-- Dataset follows --
PR #1057, opened 2019-03-22
Expire metadata after 7 days.

glogiotatidis:
An automated job will fetch metadata from our buckets daily and after that they
are no longer of use.

@metadave I haven't applied this one yet b/c the dir still contains references to tokyo and I wanted to check with you first.

Thanks!

### DIFF
--- a/apps/snippets/infra/multi_region/tf/storage/storage.tf
+++ b/apps/snippets/infra/multi_region/tf/storage/storage.tf
@@ -44,6 +44,16 @@ EOF
     }
   }
 
+  lifecycle_rule {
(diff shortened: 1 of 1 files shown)


metadave:
+1, was `terraform plan` happy with the change?

metadave:
I don't see the storage.tf file being referenced as a submodule from [here](https://github.com/mozmeao/infra/blob/master/apps/snippets/infra/multi_region/tf/snippets.tf).

glogiotatidis:
OK added the rule manually via the console.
-- Dataset concluded --
Please show every line of the records that holds the word "apps".

▶ Expected answer
--- a/apps/snippets/infra/multi_region/tf/storage/storage.tf
+++ b/apps/snippets/infra/multi_region/tf/storage/storage.tf
I don't see the storage.tf file being referenced as a submodule from [here](https://github.com/mozmeao/infra/blob/master/apps/snippets/infra/multi_region/tf/snippets.tf).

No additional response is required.